## PROBLEM DESCRIPTION
Pull each line holding the word "device" from the data.

= Beginning of Section =

PR #988, opened 2015-09-08
Try PkgConf first to find LAPACKE

marbre:
I adjusted `FindLAPACKE.cmake` to use PkgConf to find lapacke. The problem with the current implementation on Gentoo is that the libraries are not named liblapacke and liblapack. On Gentoo the name of the library depends on the installed package, allowing to install multiple lapack packages side-by-side. To show the differences I quote from the *.pc files:

lapacke-reference
~~~
Libs: -L/usr/lib64 -lreflapacke
~~~

lapack-reference
~~~
Libs: -L/usr/lib64 -lrefblas
~~~

atlas
~~~
Libs: -L${libdir} -lptlapack 
Libs.private: -L${libdir} -latlas -lm -lpthread
~~~

Please let me know if there is anything to improve this patch.

### DIFF
--- a/CMakeModules/FindLAPACKE.cmake
+++ b/CMakeModules/FindLAPACKE.cmake
@@ -18,70 +18,23 @@ FIND_PACKAGE(PkgConfig)
 
 #Determine from PKG
 IF(PKG_CONFIG_FOUND AND NOT LAPACKE_ROOT)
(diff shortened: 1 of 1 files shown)


marbre:
Redone against hotfixes branch as PT #991.

PR #989, opened 2015-09-08
Try PkgConf first to find CBLAS

marbre:
Quite similar to PR #988. This fixes issue #761. Any feedback is appreciated.


pavanky:
We can't have PkgConf as REQUIRED on windows. It needs to be optional and only be enabled on Linux systems.

marbre:
Thanks for the comment. Removed REQUIRED and made PKG_CHECK_MODULES optional like in FindLAPACKE.cmake.

marbre:
@pavanky Removed the MESSAGE here and also in PR #988.

pavanky:
@marbre Sorry to do this again, I think the commits need to go to hotfixes-3.1.1 instead of devel.

marbre:
@pavanky No problem. Done so for the FindLAPACKE.cmake PR too.

PR #994, opened 2015-09-11
fix freeimage bitmap resource leaks

vakopian:
Currently, in `af_load_image()`, `af_load_image_memory()`, `af_save_image()` and `af_save_image_memory()` functions, if an error happens after the FreeImage bitmap is loaded, these functions are exited (e.g. by throwing an exception) without unloading the bitmap. This results in resource leaks.
The proposed patch fixes this using the RAII wrapper class called `FI_BitmapResource`. The same could be done using the C++11's `unique_ptr`, but I'm not sure if ArrayFire has made the move to the new standard yet.

### DIFF
--- a/src/api/c/imageio.cpp
+++ b/src/api/c/imageio.cpp
@@ -58,6 +58,24 @@ static void FI_Init()
     static FI_Manager manager = FI_Manager();
 }
 
+class FI_BitmapResource
+{
+public:
+    explicit FI_BitmapResource(FIBITMAP * p) :
+        pBitmap(p)
+    {
+    }
+
+    ~FI_BitmapResource()
+    {
+        FreeImage_Unload(pBitmap);
+    }
+private:
+    FIBITMAP * pBitmap;
+};
+
+
+
 // Helpers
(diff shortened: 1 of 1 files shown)


pavanky:
Why not use `unique_ptr` and `FreeImage_Unload` as the deleter ?

vakopian:
Right, that would be the preferred way to do it - does ArrayFire already require C++11 compliant compiler ? If yes I'll make another pull request using unique_ptr

pavanky:
Good point. It is required for CPU and OpenCL backends. However the CUDA backend does not require it because older versions of CUDA did not support it.

I am going to accept it and change it to use unique pointers later if it is compliant.

pavanky:
build arrayfire ci

pavanky:
@vakopian These are problems with our build system. We are looking into it.

9prady9:
build arrayfire ci

9prady9:
@pavanky I just noticed this, this PR is a bug fix, hence shouldn't it go into hot-fixes for 3.1.1 ?

pavanky:
This isn't critical. It can stay in devel.

9prady9:
Ok, merging then.

PR #1007, opened 2015-09-18
Unified Documentation

shehzan10:
* Change unified backend default priority to CUDA -> OpenCL -> CPU
* Updated unified/basic.cpp to use C++ API
* Added documentation for unified backend


pavanky:
@shehzan10 approx is breaking on OSX

shehzan10:
Looks like its running out of memory.
I'll check tegra too.

PR #1031, opened 2015-09-28
Unified fixes

shehzan10:


shehzan10:
build arrayfire ci

shehzan10:
@pavanky @umar456 @9prady9 This is something I discovered from our OSX build machine failing the PR.

When the machine has CUDA Toolkit installed, but does not have a CUDA device, it can build CUDA (along with CPU and OpenCL).
Then, when running the unified backend, the CUDA backend and it's libs will get loaded fine and unified backend run the device setup for CUDA. And this is where ArrayFire will throw an exception as no devices will be found.

This is not an issue when the CUDA SDK is unavailable. In that case CUDA will fail to load and unified will fallback to OpenCL.

To fix this I can think of 2 solutions:
1. Simply move the afcuda lib to a back up location. In this case afcuda lib will not be found. This is essentially do nothing from our end.
2. Check for environment variables like AF_UNIFIED_DISABLE_BACKEND where BACKEND is cpu/cuda/opencl.

What do you guys think? Any other solutions?

9prady9:
IMHO, i don't think this is something that we should fix in code. If we do such a fix for `unified` API, then to be uniform, we should do a similar fix in `c` API too - where a built backend will not crash if compatible device doesn't exist (I am under the impression that this is the current behavior - cuda lib can be built if cuda sdk is present but any cuda application instance will crash since the machine has is no cuda device, let me know if i am wrong).

shehzan10:
build arrayfire ci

= End of Section =

## OUTPUT BELOW
When the machine has CUDA Toolkit installed, but does not have a CUDA device, it can build CUDA (along with CPU and OpenCL).
Then, when running the unified backend, the CUDA backend and it's libs will get loaded fine and unified backend run the device setup for CUDA. And this is where ArrayFire will throw an exception as no devices will be found.
IMHO, i don't think this is something that we should fix in code. If we do such a fix for `unified` API, then to be uniform, we should do a similar fix in `c` API too - where a built backend will not crash if compatible device doesn't exist (I am under the impression that this is the current behavior - cuda lib can be built if cuda sdk is present but any cuda application instance will crash since the machine has is no cuda device, let me know if i am wrong).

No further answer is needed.